• Problem requirements
For the data below, the lines that hold "Dockerfile" should be counted; only the resulting number is expected.

• Available records
PR #1302, opened 2020-06-16
fix: server list cut off (#980)

### LINKED ISSUE #980: Bottom of the docs gets cut-off
Even in the [Live Demo](http://redocly.github.io/redoc/#operation/logoutUser), if you scroll to the very bottom then expand the "Logout" request details:

image

It may have to do with simple requests (like logout) that do not have a lot of extra information returned by the server.

vishal-vp:
Fix #980


Oprysk:
fixed in #1803

Issue #1180, opened 2020-02-19
Side-menu : operation-type label width too short when display "PATCH" in Chrome.


mzone:
Side-menu : operation-type label width too short when display "PATCH" in Chrome.

Probably the cause by font-size. Chorme can't diplay font size less than 10px.

I want to change here.
```
# src/components/SideMenu/styled.elements.ts
# className: `operation-type ${props.type}`
-  width: 32px;
+  width: 6.5em;
```

| as-is | to-be |
|---|---|
| <img width="280" alt="74829928-6c265b00-5355-11ea-9945-13dd49b9a83a" src="https://user-images.githubusercontent.com/1255599/75016818-2b525180-54cf-11ea-9382-499e92830387.png"> | <img width="281" alt="74829974-806a5800-5355-11ea-93e2-4f166e25748c" src="https://user-images.githubusercontent.com/1255599/75016827-2ee5d880-54cf-11ea-8f72-98b46a90868c.png"> |

thanks..

RomanHotsiy:
It looks fine for me 
![image](https://user-images.githubusercontent.com/3975738/81507979-b93d1c00-9309-11ea-9acb-72949c0918fc.png)

Can you provide more details? What OS and monitor do you use?

mariusa:
![Screenshot from 2020-05-27 12-31-02](https://user-images.githubusercontent.com/1283842/83002742-12999080-a016-11ea-8931-72a2ed01edfd.png)

Linux, Chrome 82 with larger font size & minimum:
![Screenshot from 2020-05-27 12-33-09](https://user-images.githubusercontent.com/1283842/83002914-4674b600-a016-11ea-89ba-82bc34b18bf3.png)

mzone:
> It looks fine for me
> ![image](https://user-images.githubusercontent.com/3975738/81507979-b93d1c00-9309-11ea-9acb-72949c0918fc.png)
> 
> Can you provide more details? What OS and monitor do you use?

Sorry I haven't been able to reply.

OS: macOS Catalina 10.15.5
Browser: google Chrome 81.0.4044.138
MacBook Pro (15-inch, 2019)

still have that problem X<
Maybe, a problem with the font... I'm using japanese font 'font-family:HiraginoSans-W3' (typical japanese  font in mac)

thanks.

wopian:
Also facing this problem with the default settings (besides colours) when the header weight is modified.

```
--options.theme.typography.headings.fontWeight=700
```

`bold/700` font weight:

[...]

PR #1356, opened 2020-08-19
fix: scale sideMenu labels according to computed font size

wopian:
Closes https://github.com/Redocly/redoc/issues/1180.

See https://github.com/Redocly/redoc/issues/1180#issuecomment-676797731 for the `width` change.

See https://github.com/Redocly/redoc/issues/1180#issuecomment-634545588 for the `font-family` change.

---

Setting units in `px` and `(r)em` uses the CSS-defined `font-size` units (in this case `7px`) and not the computed `font-size`, which means the label size does not scale with the increased minimum font sizes users can set in their browser's settings. Minimum font size is a setting in pretty much every browser on Windows, Linux and MacOS and is likely set to `None` by default.

If a user sets the minimum font size above `7px` (for example `10px`) then the label width (a static `32px`) becomes too short for the text width.

The `ex` unit is supported by Chrome 1+, Edge 12+, Firefox 1+, IE 4+ and Safari 1+. 

|Description|`32px`|`9ex`
|-----------|------|-----
|`7px` font size and no minimum font size (`7px` computed) | image|image
|`7px` font size and a minimum font size of `10px` (`10px` computed) | image| image
|`7px` font size and a mimimum font size of `10px` (4K display, `7px` computed) | image | image

### DIFF
--- a/src/components/SideMenu/styled.elements.ts
+++ b/src/components/SideMenu/styled.elements.ts
@@ -7,7 +7,7 @@ import styled, { css, ResolvedThemeInterface } from '../../styled-components';
 export const OperationBadge = styled.span.attrs((props: { type: string }) => ({
   className: `operation-type ${props.type}`,
 }))<{ type: string }>`
-  width: 32px;
+  width: 9ex;
   display: inline-block;
   height: ${props => props.theme.typography.code.fontSize};
   line-height: ${props => props.theme.typography.code.fontSize};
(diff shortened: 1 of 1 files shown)


src/components/SideMenu/styled.elements.ts
```diff
@@ -16,7 +16,7 @@ export const OperationBadge = styled.span.attrs((props: { type: string }) => ({
   background-repeat: no-repeat;
   background-position: 6px 4px;
   font-size: 7px;
-  font-family: Verdana; // web-safe
+  font-family: Verdana, sans-serif; // web-safe
```
adamaltman, line 19: Yes, this is important!

adamaltman: This is what it looks like for me without it:

image

RomanHotsiy (approved):

RomanHotsiy:
This is awesome @wopian 👏 

Thanks for the detailed explanation!

wopian:
You're welcome 😀

PR #1378, opened 2020-09-08
feat: add optional BASE_PATH to Docker config

draoncc:
While working with redoc I came accross the lack of a "base path" option in the provided Docker image.

My use case is that I have redoc running behind a reverse proxy routing via path matching. E.g. the reverse proxy receives a request to `<host>/docs`, strips the request URL of `/docs` and forwards it to redoc. The way index.tpl.html is constructed, it tries to load favicon.png from `<host>/favicon.png`. The workaround is to send requests to `<host>/docs/` instead, where it'll be correctly loaded from `<host>/docs/favicon.png`, but this feels dirty.

Setting `BASE_PATH` to `/docs/` will prepend favicon.png, making it load from `<host>/docs/favicon.png` no matter the original request.

A possible alternative to this could be allowing users to specify BUNDLE_URL or similar, which defaults to `redoc.standalone.js`. That way, users could set BUNDLE_URL to `/docs/redoc.standalone.js` and PAGE_FAVICON to `/docs/favicon.png`. Another possible alternative could be to modify the nginx config.

I'd be happy to make adjustments.

### DIFF
--- a/config/docker/Dockerfile
+++ b/config/docker/Dockerfile
@@ -25,6 +25,7 @@ FROM nginx:alpine
 
 ENV PAGE_TITLE="ReDoc"
 ENV PAGE_FAVICON="favicon.png"
+ENV BASE_PATH=
 ENV SPEC_URL="http://petstore.swagger.io/v2/swagger.json"
 ENV PORT=80
 ENV REDOC_OPTIONS=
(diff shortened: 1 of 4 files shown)


tvestelind:
I have the same problem and this PR would solve it.

I think that the changes look good, but it's not up to me :sweat_smile:

RomanHotsiy (approved):

zalesky (approved):

AlexVarchuk:
We'll release the new version of docker next week.

Issue #915, opened 2019-05-15
Infer type from single allOf $ref


BenjaminPelletier:
Specifying the description for a property with a complex type is [not allowed](https://github.com/OAI/OpenAPI-Specification/issues/556); for example, this is invalid because the description will be wiped out by $ref replacement:
```
FooOperationURL:
    description: Endpoint that provides the ability to perform a foo operation
    type: string
```
```
preview_url:
    description: Endpoint at which to preview data
    $ref: '#/components/schemas/FooOperationURL
```
The suggested (messy & ugly, IMO) workaround for this is to specify the type in an allOf clause:
```
preview_url:
    description: Endpoint at which to preview data
    allOf:
        - $ref: '#/components/schemas/FooOperationURL
```
...but, ReDoc indicates that the type of `preview_url` in the latter case is merely `string` while in the former case it was much more usefully `string (FooOperationURL)`.

I suggest that ReDoc treat a singular allOf $ref as the implied type of the property and therefore print that type hint in the documentation.

Tecktron:
I agree, ReDoc is not handling the `allOf` properly correctly. It should expand every item inside within it including any references. This especially holds true in this case since this is the JSON Schema's suggested way of adding a description to a referenced object and is a very common use case for having reusable definitions.

RomanHotsiy:
Until this is fixed you can try using the following workaround:

```yaml
preview_url:
  allOf:
    - $ref: '#/components/schemas/FooOperationURL
    - description: Endpoint at which to preview data
```

mattiasrunge:
For me it seems the workaround with allOf does not work correctly without adding type and then not for array types.
Since we see this as a limitation of the specification, could it not be possible to support this case with an extension.

```yml
preview_url:
    x-description: Endpoint at which to preview data
    $ref: #/components/schemas/FooOperationURL
```

PR #1381, opened 2020-09-11
feat: add support for x-description to override description of resolved

mattiasrunge:
To solve issues like #915 this could be a simple solution.
It overrides the resolved $ref's description with what is set in x-description.
```yml
preview_url:
    x-description: Endpoint at which to preview data
    $ref: #/components/schemas/FooOperationURL
```

### DIFF
--- a/src/services/OpenAPIParser.ts
+++ b/src/services/OpenAPIParser.ts
@@ -164,6 +164,9 @@ export class OpenAPIParser {
         this.exitRef(resolved);
         return res;
       }
+      if (obj['x-description']) {
+        return Object.assign({}, resolved, { description: obj['x-description'] });
+      }
       return resolved;
     }
     return obj;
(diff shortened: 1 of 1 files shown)


adamaltman:
In the example above you show a sibling ref. From the spec, about the reference object:

> This object cannot be extended with additional properties and any properties added SHALL be ignored.

mattiasrunge:
Yes, but it does say: "any properties added SHALL be ignored" which in my view means it would not break anything. 
It also says: 
> The Reference Object is defined by JSON Reference and follows the same structure, behavior and rules.

The JSON Reference (https://tools.ietf.org/html/draft-pbryan-zyp-json-ref-03) spec only states that additional members should be ignored, not that it is forbidden to extend the object.
> Any members other than "$ref" in a JSON Reference object SHALL be ignored.

So I agree that it is not ideal with an x-description, but the OpenAPI spec says it follows the JSON Reference spec which does not forbid it, that should take precedence.

hleb-albau:
it is 3.1 openapi spec feature! But it will take some time, to adopt tool set(parsers and etc)

RomanHotsiy:
We now have basic support for OpenAPI 3.1 with this feature supported.

PR #1394, opened 2020-09-28
Davew/bdevexp 2652 redoc json coloring

dave-wheeler-OT:
setting a couple of "on dark" colors for json/code displays to meet accessibility contrast guidlines


dave-wheeler-OT:
i did not mean for the master to be the target.  I intended the 1200 branch.

PR #1406, opened 2020-10-09
Added support for showExtensions and $ref for Responses

shelbys:
If you appreciate this contribution, please add a `hacktoberfest-accepted` Label to the PR, so it'll be tracked

### DIFF
--- a/src/services/__tests__/models/Response.test.ts
+++ b/src/services/__tests__/models/Response.test.ts
@@ -39,5 +39,12 @@ describe('Models', () => {
       const resp = new ResponseModel({ ...props, code: 'default', defaultAsError: true });
       expect(resp.type).toEqual('error');
     });
+
+    test('should be error if showExtensions is true', () => {
+      const options = new RedocNormalizedOptions({ showExtensions: true });
+      const resp = new ResponseModel(parser, 'default', true, { 'x-example': {a: 1} } as any, options);
+      expect(Object.keys(resp.extensions).length).toEqual(1);
+      expect(resp.extensions['x-example']).toEqual({a: 1});
+    });
   });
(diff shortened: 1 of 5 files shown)


src/services/__tests__/models/Response.test.ts
```diff
@@ -31,5 +31,12 @@ describe('Models', () => {
       const resp = new ResponseModel(parser, 'default', true, {}, opts);
       expect(resp.type).toEqual('error');
     });
+
+    test('should be error if showExtensions is true', () => {
```
RomanHotsiy, line 35: should be error?

RomanHotsiy (changes requested):
It looks good, the only question is if the test message is corret?

src/services/__tests__/models/Response.test.ts
gileswells, line 35: Maybe this?

```suggestion
    test('ensure extensions are shown if showExtensions is true', () => {
```

RomanHotsiy (approved):

src/services/__tests__/models/Response.test.ts
shelbys: Oops!  I missed updating the first half.  ;)

shelbys:
Thanks much, including for the tagging

shelbys:
@RomanHotsiy - Please merge this when you get a chance to unblock #1434

RomanHotsiy:
Hey @shelbys!

I am very sorry for the 1-year delay! 🙈
We've been busy with other projects and I missed this PR (and many more others 😢 ).

We now have more resources and time to work on Redoc so this PR will be merged today.

PR #963, opened 2020-06-11
CoS Hazard Hardsuit, Armor Buff.

Dark1Star3s:
* Changed: Projectile protection from, ARMOR_BALLISTIC_PISTOL to ARMOR_BALLISTIC_RESISTANT
* Changed: Laser protection from, ARMOR_LASER_HANDGUNS to ARMOR_LASER_MAJOR
* Changed: Melee Protection from, ARMOR_MELEE_MAJOR to ARMOR_MELEE_VERY_HIGH
* Changed: Radiation Protection from, ARMOR_RAD_MINOR to ARMOR_RAD_SHIELDED

Feedback may or may not be required. It's only a slight buff. However this will allow the CoS to be somewhat capable in the Hardsuit, instead of opting for actual armor which is better off.

### DIFF
--- a/code/modules/clothing/spacesuits/rig/suits/station.dm
+++ b/code/modules/clothing/spacesuits/rig/suits/station.dm
@@ -321,8 +321,8 @@
 	icon_state = "hazard_rig"
 	armor = list(
 		melee = ARMOR_MELEE_MAJOR,
-		bullet = ARMOR_BALLISTIC_RIFLE,
-		laser = ARMOR_LASER_MAJOR,
+		bullet = ARMOR_BALLISTIC_RESISTANT,
+		laser = ARMOR_LASER_HANDGUNS,
 		energy = ARMOR_ENERGY_MINOR,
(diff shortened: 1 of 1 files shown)


Sparrowbird611:
I recommend these stats instead, due to recent buffs to the security voidsuits.

		melee = ARMOR_MELEE_VERY_HIGH,
		bullet = ARMOR_BALLISTIC_RESISTANT,
		laser = ARMOR_LASER_MAJOR,
		bomb = ARMOR_BOMB_RESISTANT,
		bio = ARMOR_BIO_SHIELDED,
		rad = ARMOR_RAD_SHIELDED)

While I do agree in it's current state, the suit is kinda shitty in terms of armor, it has a number of other things going for it, including slightly lowered slowdown, built in weaponry and tools, and the ability to be undeployed and redeployed at will. With it's biggest disadvantage, the inability to use a backpack gone, I'd suggest against raising it's stats higher than this.

PR #967, opened 2020-06-13
CQC and Sniper gods no more

Jackofashepard:
- Weapons skill accuracy bonus for master rank is now +1 instead of the +2 ontop of the +2 already obtained from expert+trained.

- Master weapons skill now provides a 40% to fail auto-unjam isntead of 0%

- Expert has a 50% fail chance, 63% for trained, 79% for basic and 100% for none

- Close Combat has been changed so that a expert can still resist out of a masters blue grab and so on

Input is welcome and salt comments will be ignored. Civil discussion is welcome

### DIFF
--- a/code/modules/mob/grab/grab_datum.dm
+++ b/code/modules/mob/grab/grab_datum.dm
@@ -286,7 +286,7 @@
 	if(affecting.confused)
 		break_strength--
 
-	if(break_strength < 1)
+	if(break_strength < 2)
 		to_chat(G.affecting, "<span class='warning'>You try to break free but feel that unless something changes, you'll never escape!</span>")
 		return
 
--- a/code/modules/mob/living/carbon/human/human.dm
+++ b/code/modules/mob/living/carbon/human/human.dm
@@ -1709,8 +1709,6 @@
 		. += 1
 	if(skill_check(SKILL_WEAPONS, SKILL_EXPERT))
 		. += 1
-	if(skill_check(SKILL_WEAPONS, SKILL_PROF))
-		. += 2
 
 /mob/living/carbon/human/can_drown()
 	if(!internal && (!istype(wear_mask) || !wear_mask.filters_water()))
--- a/code/modules/mob/living/carbon/human/human.dm
+++ b/code/modules/mob/living/carbon/human/human.dm
@@ -1709,6 +1709,8 @@
 		. += 1
 	if(skill_check(SKILL_WEAPONS, SKILL_EXPERT))
 		. += 1
+	if(skill_check(SKILL_WEAPONS, SKILL_PROF))
+		. += 1
 
 /mob/living/carbon/human/can_drown()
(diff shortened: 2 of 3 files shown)


Sparrowbird611:
Not entirely sure on the accuracy reductions, but the jam chance and grab parts are welcome.

SouthyOsmanli:
While I’m fine with the jam change I’m heavily against the accuracy change. If anything remove RNG inaccuracy all together and make the skills count towards something else.

The gunplay with RNG missing is terrible feeling as is which is why people resort to taking mastery in the first place.

Dark1Star3s:
I'm going to be honest, I'm not sure how I feel about this, considering that Master Gun Skill is what actually makes some guns worth it to use. For example, the Z8B Bulldog that security gets, has a very high Jam chance, and fires very slow.

If you remove the ability on Master for it to clear Jam 100% of the time. Sorry but, that Bulldog is now useless and I'm just going to pick up a Combat Shotty instead. Or a Carbine, or literally ANY other weapon. Obviously, that's a flaw in the bulldog its self.

Jackofashepard:
If you are downvoting this because you need to deal with miss chances then please suggest a better system or code a better one. The fact is that all our weapons are balanced with accuracy modifiers, jam chances, etc. Having a skill that negates balance variables means we might as well remove them and have all guns be garunteed hits. Also thats a issue with the guns and not the skills.

Roland410:
The only thing I find good about this PR is the grab escape thing. If you remove the accuracy modifier and halve the unjam chance (although very few weapons jam), it will be pointless to take.

AdamElTablawy:
@Jackofashepard 
> Having a skill that negates balance variables means we might as well remove them and have all guns be garunteed hits. 

Yes, we might as well.

Jackofashepard:
Alright making chances based on feedback

Jackofashepard:
Changes made

Jackofashepard:
And people, really, you need to remember this is a 2D spessman game where if you click in the general direction of the pixels your pew pew pixels will hit, thats why miss and jam exists. if point and click is what you want then the game will devolve into who has the better armour and who shoots first. This also has absolutely nothing to do with this PR unless you are purely using Master weapons for no misses and no jams.

TheOrleans:
Close combat change? Totally fine with it

Unjam change? Wrong direction. Make it 1% fail for Master, 20-30% for Exp, 50-60% for Trained, 80% for Basic, 0% for none

Accuracy change? Hm... I think it's good

Sparrowbird611:
Orlean, you're aware that only a few very specific guns can actually jam, right? These are the bullpups/dogs and the tectonic. Nothing else in the game jams, and this PR isn't changing that, it's just making it so those guns that do jam actually work as intended.

BurgerLUA:
Needs more feedback.

BurgerLUA:
Might close this PR unless people like it.

Roland410:
Closing this as the feedback is pretty negative. If you want it reopened ask a maintainer.

PR #969, opened 2020-06-13
Removes cloaking device from research.

Sparrowbird611:
*Breathes in*

~SPEEEEEEEEEEED MEEEEEERGE~

Ok but jokes aside, this thing probably shouldn't be in RnD in it's current state. Total invisibility without a way to be seen through would be fine if it was the rare cloaking suit, or ninja, but being able to print this thing is a step too far.

### DIFF
--- a/code/modules/research/designs/designs_rig_modules.dm
+++ b/code/modules/research/designs/designs_rig_modules.dm
@@ -166,15 +166,6 @@
 	build_path = /obj/item/rig_module/fabricator/energy_net
 	sort_string = "WCKAC"
 
-/datum/design/item/rig/stealth
-	name = "Active Camouflage"
-	desc = "An integrated active camouflage system, mountable on a RIG."
-	id = "rig_stealth"
-	req_tech = list(TECH_MATERIAL = 5, TECH_POWER = 6, TECH_MAGNET = 6, TECH_ESOTERIC = 6, TECH_ENGINEERING = 7)
-	materials = list(MATERIAL_STEEL = 6000, MATERIAL_GLASS = 3000, MATERIAL_DIAMOND = 2000, MATERIAL_SILVER = 2000, MATERIAL_URANIUM = 2000, MATERIAL_GOLD = 2000, MATERIAL_PLASTIC = 2000)
-	build_path = /obj/item/rig_module/stealth_field
-	sort_string = "WCLAA"
-
 /datum/design/item/rig/cooling_unit
 	name = "Cooling Unit"
 	desc = "A suit cooling unit, mountable on a RIG."


JohnBigless:
**SPEEEEEEED MEEEEEEEERGE**

Roland410:
Can we for one day not remove everything from research that is remotely fun or useful? They can only use this themselves with the shitty zero rig anyways from robotics and even that means you need a roboticist. The module also doesn't make sounds silent, and afaik it decloaks you if you try to attack. I honestly don't see any reason for its removal.

OolongCow:
> Can we for one day not remove everything from research that is remotely fun or useful? They can only use this themselves with the shitty zero rig anyways from robotics and even that means you need a roboticist. The module also doesn't make sounds silent, and afaik it decloaks you if you try to attack. I honestly don't see any reason for its removal.

Paralytic pens don't count as attacks for the purpose of decloaking.

Roland410:
I mean, true, but to parapen someone like that, you already need a rig, research to do their job (unless antag scientist), and it won't even let you into areas you couldn't access unless you sneak in, but you essentially block your way out then.
I'd say using this to parapen someone is pretty extreme and should not be grounds to removing it.

Dark1Star3s:
> I mean, true, but to parapen someone like that, you already need a rig, research to do their job (unless antag scientist), and it won't even let you into areas you couldn't access unless you sneak in, but you essentially block your way out then.
> I'd say using this to parapen someone is pretty extreme and should not be grounds to removing it.

In my honest opinion, it should be kept, but make it so they cannot activate the cloaking module unless the RIG is fully deployed, because as it stands, people just use it as a module holder, while they then put actual armor over it and then go invisible. EG: The many times Richard has got his hands on one.

Sparrowbird611:
>can we not remove fun things?

Look who you're talking to.

Jokes aside, I've never seen any of this specific behavior on the cloaking module. As far as I know, you can attach it to any rig, and it will not decloak you as far as I know when firing, though I do recall gun sprites being visible when held and invisible so, I suppose that's the same thing, though rig mounted weaponry can bypass that somewhat if I recall correctly.

I'm perfectly fine with the way it works currently, including the armor memes, but it seems rather strong to be in research with the way RnD works now.

Sparrowbird611:
I'm willing to reconsider this PR, but cloaking in general is an incredibly powerful ability, even in the hands of the unrobust, let alone gamers like plexiant. An Ion rifle is a potential counter to it, but given the fact that soon only one of the guns with have an AoE, and that one is in the EARM, I hear potential issues.

~~I also have nightmares of the day security some how manages to get fully stealth kitted soldiers.~~

Sparrowbird611:
Yeah uh, if burger or any one comes by and looks at this, don't merge this please. Looking into alternative solutions for now.

OolongCow:
> In my honest opinion, it should be kept, but make it so they cannot activate the cloaking module unless the RIG is fully deployed, because as it stands, people just use it as a module holder, while they then put actual armor over it and then go invisible.

This, pretty much.

Sparrowbird611:
I'm going to close this for the time being. There's been another suggestion I'm pursuing. If that fails, I'll reopen this PR.

PR #970, opened 2020-06-14
Hornet Balance Pass and Name Change + Fixes Tan Tactical Crate

Dark1Star3s:
* Changed Name - Name of Hornet no longer "Z2 Hornet" and is now "hornet marksman rifle".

• Problem solution
2